**TASK REQUIREMENTS**
Copy every line of the entries that has the string "TypedLocalObjectReference" in it.
*-*-*
PR #1338, opened 2021-05-17
Add GlobalIngressIP CRD and related generated code

### LINKED ISSUE #1337: Create GlobalIngressIP CRDs and associated objects
To support https://github.com/submariner-io/enhancements/pull/22/files we need a new `GlobalIngressIP` to allocate IngressIP for pods and services. This issue will track the required CRD changes including creation of clientset, informers and listers

vthapar:
Fixes #1337


pkg/apis/submariner.io/v1/types.go
```diff
@@ -271,3 +272,64 @@ type ClusterGlobalEgressIPList struct {
...
+	// Spec is the specification of desired behavior of GlobalIngressIP object.
+	Spec GlobalIngressIPSpec `json:"spec"`
+
+	// Observed status of GlobalIngressIP. Its a read-only field.
+	// +optional
+	Status GlobalIngressIPStatus `json:"status,omitempty"`
+}
+
+type GlobalIngressIPSpec struct {
+	// TargetType can be ClusterIPService or a Pod
```
sridhargaddam:
```suggestion
	// TargetType can be ClusterIPService or a HeadlessServicePod
```

sridhargaddam (commented):
A small nit @vthapar. LGTM otherwise. Thanks.

pkg/apis/submariner.io/v1/types.go
```diff
@@ -271,3 +272,64 @@ type ClusterGlobalEgressIPList struct {
...
+
+type GlobalIngressIPStatus struct {
+	// +optional
+	// +patchStrategy=merge
+	// +patchMergeKey=type
+	// +listType=map
+	// +listMapKey=type
+	Conditions []metav1.Condition `json:"conditions,omitempty" patchStrategy:"merge" patchMergeKey:"type"`
+
+	// The GlobalIP assigned to the respective object.
```
```suggestion
	// The GlobalIP allocated to this object.
```

pkg/apis/submariner.io/v1/types.go
```diff
@@ -271,3 +272,64 @@ type ClusterGlobalEgressIPList struct {
...
+	// name of the corresponding Service.
+	// +Optional
+	ServiceName string `json:"serviceName,omitempty"`
+
+	// Since the Name of GlobalIngressIP will be prepended with "svc-" or "pod-" based on
+	// the object, we may have to truncate the name in some cases when the length exceeds the
+	// maximum length that is allowed by K8s. In such cases, the objRef will include the
+	// full name of the object.
+	// +Optional
+	ObjRef *corev1.LocalObjectReference `json:"objRef,omitempty"`
```
tpantelis: I think we should make this mandatory (ie non-optional) to simplify.

```suggestion
	// The reference to the Target object. 
	TargetRef corev1.LocalObjectReference `json:"targetRef,omitempty"`
```

pkg/apis/submariner.io/v1/types.go
```diff
@@ -271,3 +272,64 @@ type ClusterGlobalEgressIPList struct {
...
+	// +optional
+	Status GlobalIngressIPStatus `json:"status,omitempty"`
+}
+
+type GlobalIngressIPSpec struct {
+	// TargetType can be ClusterIPService or a Pod
+	Target TargetType `json:"target"`
+
+	// If the TargetType points to a Pod that belongs to a Headless Service, it uses the
+	// name of the corresponding Service.
```
```suggestion
	// The name of the corresponding service if the Target references a headless service pod.
```

pkg/apis/submariner.io/v1/types.go
tpantelis:
```suggestion
	// The type of the object targeted by this GlobalIngressIP.
```

Another option in lieu of this field is to use `TypedLocalObjectReference` defined as:

```
type TypedLocalObjectReference struct {
	// APIGroup is the group for the resource being referenced.
	// If APIGroup is not specified, the specified Kind must be in the core API group.
	// For any other third-party types, APIGroup is required.
	// +optional
	APIGroup *string `json:"apiGroup" protobuf:"bytes,1,opt,name=apiGroup"`
	// Kind is the type of resource being referenced
	Kind string `json:"kind" protobuf:"bytes,2,opt,name=kind"`
	// Name is the name of resource being referenced
	Name string `json:"name" protobuf:"bytes,3,opt,name=name"`
}
```

tpantelis (changes requested):

pkg/apis/submariner.io/v1/types.go
sridhargaddam: omitempty can be removed then?

tpantelis: yeah we might as well remove it - it doesn't make sense for a non-pointer struct as it has no empty value.

pkg/apis/submariner.io/v1/types.go
```diff
@@ -271,3 +272,64 @@ type ClusterGlobalEgressIPList struct {
...
+}
+
+type GlobalIngressIPSpec struct {
+	// TargetType can be ClusterIPService or a HeadlessServicePod
+	Target TargetType `json:"target"`
+
+	// If the TargetType points to a Pod that belongs to a Headless Service, it uses the
+	// name of the corresponding Service.
+	// +Optional
+	ServiceName string `json:"serviceName,omitempty"`
```
sridhargaddam: As discussed during the meeting, lets use the ServiceName as LocalObjectReference and store the ClusterIPServiceName or HeadlessServiceName all the time. Both ServiceRef and TargetRef will be an optional field and will be populated accordingly.

sridhargaddam: Type will be a pointer *corev1.LocalObjectReference `json:"objRef,omitempty"

pkg/apis/submariner.io/v1/types.go
```diff
@@ -271,3 +272,61 @@ type ClusterGlobalEgressIPList struct {
...
+	Spec GlobalIngressIPSpec `json:"spec"`
+
+	// Observed status of GlobalIngressIP. Its a read-only field.
+	// +optional
+	Status GlobalIngressIPStatus `json:"status,omitempty"`
+}
+
+type GlobalIngressIPSpec struct {
+	// TargetType can be ClusterIPService or a HeadlessServicePod
+	Target TargetType `json:"target"`
```
tpantelis, line 293: I thought we concluded we don't need this field.

tpantelis (changes requested):

sridhargaddam (approved):

pkg/apis/submariner.io/v1/types.go
sridhargaddam: I'm afraid no. We would need it as it allows us to expand the object to support regular Pods in the future.

tpantelis: A headless service pod would be the case where both `ServiceRef` and `PodRef` are non-nil. A regular pod would have `ServiceRef` nil. I thought we said that earlier.

vthapar: It is better to have a type field than infer from presence/absence of others. Maybe I missed the bit about removing this during the call. @sridhargaddam thoughts?

sridhargaddam: I share the same opinion as @vthapar.

tpantelis: ok

pkg/apis/submariner.io/v1/types.go
```diff
@@ -271,3 +272,61 @@ type ClusterGlobalEgressIPList struct {
...
+	// Spec is the specification of desired behavior of GlobalIngressIP object.
+	Spec GlobalIngressIPSpec `json:"spec"`
+
+	// Observed status of GlobalIngressIP. Its a read-only field.
+	// +optional
+	Status GlobalIngressIPStatus `json:"status,omitempty"`
+}
+
+type GlobalIngressIPSpec struct {
+	// TargetType can be ClusterIPService or a HeadlessServicePod
```
```suggestion
	// Specifies the type of the entity targeted by this object.
```

pkg/apis/submariner.io/v1/types.go
```diff
@@ -271,3 +272,61 @@ type ClusterGlobalEgressIPList struct {
...
+	Target TargetType `json:"target"`
+
+	// Reference to corresponding Service for this object.
```
```suggestion
	// The reference to a targeted Service, if applicable.
```

pkg/apis/submariner.io/v1/types.go
```diff
@@ -271,3 +272,61 @@ type ClusterGlobalEgressIPList struct {
...
+	// +Optional
+	ServiceRef *corev1.LocalObjectReference `json:"serviceRef,omitempty"`
+
+	// Reference to corresponding Pod for this object. If TargetType
+	// is ClusterIPService, this will be Nil
```
```suggestion
	// The reference to a targeted Pod, if applicable.
```

tpantelis (changes requested):

tpantelis (approved):

PR #1339, opened 2021-05-17
Include ipset binary in globalnet image

sridhargaddam:
Globalnet V2.0 internally uses ipsets to support inter-cluster
communication. This PR includes the necessary binary in the
Globalnet image.


aswinsuryan (approved):

skitt (approved):
I’m going to guess that Globalnet v2 needs IP sets, and this is why we want to have these tools, but it would be nice if the commit message explained that ;-).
*-*-*
**THE COMPLETED TASK**
Another option in lieu of this field is to use `TypedLocalObjectReference` defined as:
type TypedLocalObjectReference struct {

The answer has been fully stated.